DIRECTIONS FOR THIS TASK: Return every line below exactly, without dropping any.
___ EXTRACTED ENTRIES
PR #20, opened 2021-02-04
ROS-26 Compute scores in API

apuntamb:
Computing scores `1-5` in the model.

### DIFF
--- a/ros/resources/v0/hosts.py
+++ b/ros/resources/v0/hosts.py
@@ -88,6 +88,9 @@ class HostsApi(Resource):
                     {'cpu_score': 60, 'io_score': 30}
                 )
                 host['id'] = i.__dict__['id']
+                host['performance_score']['memory_score'] //= 20
+                host['performance_score']['cpu_score'] //= 20
+                host['performance_score']['io_score'] //= 20
                 host['recommendation_count'] = 5
                 host['state'] = 'Undersized'
                 hosts.append(host)
@@ -112,7 +115,13 @@ class HostDetailsApi(Resource):
 
         profile = PerformanceProfile.query.filter_by(
                   inventory_id=host_id).first()
-        if not profile:
+        if profile:
+            p_score_calc = profile.performance_score
+            p_score_calc['memory_score'] //= 20
+            p_score_calc['cpu_score'] //= 20
+            p_score_calc['io_score'] //= 20
+
+        else:
             abort(404, message="Performance Profile {} doesn't exist"
                   .format(host_id))
 
--- a/ros/resources/v0/hosts.py
+++ b/ros/resources/v0/hosts.py
@@ -19,7 +19,7 @@ class HostsApi(Resource):
         'idling_time': fields.String,
         'io_wait': fields.String
     }
-    performance_score_fields = {
+    display_performance_score_fields = {
         'cpu_score': fields.Integer,
         'memory_score': fields.Integer,
         'io_score': fields.Integer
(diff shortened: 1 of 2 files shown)


ros/resources/v0/hosts.py
```diff
@@ -53,6 +53,9 @@ def get(self):
             else:
                 host = list(filter(lambda host: host['id'] == str(i.inventory_id), inv_hosts['results']))[0]
                 host['performance_score'] = i.__dict__['performance_score']
+                host['performance_score']['memory_score'] //= 20
```
kgaikwad, line 56: Will it be possible to move or add properties at model level?

apuntamb: @semtexzv any thoughts here?

kgaikwad: With `@property` also it is possible to define custom field at model level.
example -

    @property
    def score(self):
        print("Getting value...")
        return 3

the issue was due to `marshal_with`. In this fields, forgot to declare field name and type for new property.
https://github.com/RedHatInsights/ros-backend/blob/main/ros/resources/v0/hosts.py#L27after adding new property details under hosts_fields, it is giving property details in response as well.

@apuntamb, could you please make changes and test it locally if that works for you.

patilsuraj767: +1 for @kgaikwad suggestion of having `@property ` inside model.

ros/resources/v0/hosts.py
```diff
@@ -90,6 +91,8 @@ def get(self):
                 host['id'] = i.__dict__['id']
```
kgaikwad, line 91: From documentation, `object.__dict__` is A dictionary or other mapping object used to store an object’s (writable) attributes.
That's  why you are not getting new property inside `__dict__`.
Could you please change the way you are accessing the attributes to fix this?

ros/resources/v0/hosts.py
```diff
@@ -90,6 +91,8 @@ def get(self):
...
                 host['recommendation_count'] = 5
                 host['state'] = 'Undersized'
+                pro = PerformanceProfile()
+                pro.my_score
```
kgaikwad, line 95: You already have performance_profile instance (here it's `i`) then why can't you use it directly instead of calling `PeroformanceProfile`?
Example - `i.my_score`

kgaikwad: Also, instead `i` , will it be good to rename this variable to something else so that one can get what information is `stored` inside that variable

kgaikwad, line 95:
```suggestion
                host['my_score'] = i.my_score
```
With this, you will get value inside response.

kgaikwad (changes requested):
Added few inline comments. 
I hope those will be helpful and you will get `my_score` inside response.

ros/resources/v0/hosts.py
```diff
@@ -31,7 +31,7 @@ class HostsApi(Resource):
         'account': fields.String,
         'recommendation_count': fields.Integer,
         'state': fields.String,
-        'performance_score': fields.Nested(performance_score_fields),
+        'display_performance_score': fields.Nested(display_performance_score_fields),
```
apuntamb, line 34: Thanks for the suggestions @kgaikwad, made all the changes accordingly.
But, there is still one thing that I'm guessing, since the field name is not `performance_profile` now, it doesn't show the records on UI.
Anything specific about this or I'm missing something here? Could you test it locally on UI?

kgaikwad (approved):
Looks good now. :+1: :ok_hand: 
Thanks @apuntamb! Merging it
______
COMPLETED EXERCISE:
PR #20, opened 2021-02-04
ROS-26 Compute scores in API

apuntamb:
Computing scores `1-5` in the model.

### DIFF
--- a/ros/resources/v0/hosts.py
+++ b/ros/resources/v0/hosts.py
@@ -88,6 +88,9 @@ class HostsApi(Resource):
                     {'cpu_score': 60, 'io_score': 30}
                 )
                 host['id'] = i.__dict__['id']
+                host['performance_score']['memory_score'] //= 20
+                host['performance_score']['cpu_score'] //= 20
+                host['performance_score']['io_score'] //= 20
                 host['recommendation_count'] = 5
                 host['state'] = 'Undersized'
                 hosts.append(host)
@@ -112,7 +115,13 @@ class HostDetailsApi(Resource):
 
         profile = PerformanceProfile.query.filter_by(
                   inventory_id=host_id).first()
-        if not profile:
+        if profile:
+            p_score_calc = profile.performance_score
+            p_score_calc['memory_score'] //= 20
+            p_score_calc['cpu_score'] //= 20
+            p_score_calc['io_score'] //= 20
+
+        else:
             abort(404, message="Performance Profile {} doesn't exist"
                   .format(host_id))
 
--- a/ros/resources/v0/hosts.py
+++ b/ros/resources/v0/hosts.py
@@ -19,7 +19,7 @@ class HostsApi(Resource):
         'idling_time': fields.String,
         'io_wait': fields.String
     }
-    performance_score_fields = {
+    display_performance_score_fields = {
         'cpu_score': fields.Integer,
         'memory_score': fields.Integer,
         'io_score': fields.Integer
(diff shortened: 1 of 2 files shown)


ros/resources/v0/hosts.py
```diff
@@ -53,6 +53,9 @@ def get(self):
             else:
                 host = list(filter(lambda host: host['id'] == str(i.inventory_id), inv_hosts['results']))[0]
                 host['performance_score'] = i.__dict__['performance_score']
+                host['performance_score']['memory_score'] //= 20
```
kgaikwad, line 56: Will it be possible to move or add properties at model level?

apuntamb: @semtexzv any thoughts here?

kgaikwad: With `@property` also it is possible to define custom field at model level.
example -

    @property
    def score(self):
        print("Getting value...")
        return 3

the issue was due to `marshal_with`. In this fields, forgot to declare field name and type for new property.
https://github.com/RedHatInsights/ros-backend/blob/main/ros/resources/v0/hosts.py#L27after adding new property details under hosts_fields, it is giving property details in response as well.

@apuntamb, could you please make changes and test it locally if that works for you.

patilsuraj767: +1 for @kgaikwad suggestion of having `@property ` inside model.

ros/resources/v0/hosts.py
```diff
@@ -90,6 +91,8 @@ def get(self):
                 host['id'] = i.__dict__['id']
```
kgaikwad, line 91: From documentation, `object.__dict__` is A dictionary or other mapping object used to store an object’s (writable) attributes.
That's  why you are not getting new property inside `__dict__`.
Could you please change the way you are accessing the attributes to fix this?

ros/resources/v0/hosts.py
```diff
@@ -90,6 +91,8 @@ def get(self):
...
                 host['recommendation_count'] = 5
                 host['state'] = 'Undersized'
+                pro = PerformanceProfile()
+                pro.my_score
```
kgaikwad, line 95: You already have performance_profile instance (here it's `i`) then why can't you use it directly instead of calling `PeroformanceProfile`?
Example - `i.my_score`

kgaikwad: Also, instead `i` , will it be good to rename this variable to something else so that one can get what information is `stored` inside that variable

kgaikwad, line 95:
```suggestion
                host['my_score'] = i.my_score
```
With this, you will get value inside response.

kgaikwad (changes requested):
Added few inline comments. 
I hope those will be helpful and you will get `my_score` inside response.

ros/resources/v0/hosts.py
```diff
@@ -31,7 +31,7 @@ class HostsApi(Resource):
         'account': fields.String,
         'recommendation_count': fields.Integer,
         'state': fields.String,
-        'performance_score': fields.Nested(performance_score_fields),
+        'display_performance_score': fields.Nested(display_performance_score_fields),
```
apuntamb, line 34: Thanks for the suggestions @kgaikwad, made all the changes accordingly.
But, there is still one thing that I'm guessing, since the field name is not `performance_profile` now, it doesn't show the records on UI.
Anything specific about this or I'm missing something here? Could you test it locally on UI?

kgaikwad (approved):
Looks good now. :+1: :ok_hand: 
Thanks @apuntamb! Merging it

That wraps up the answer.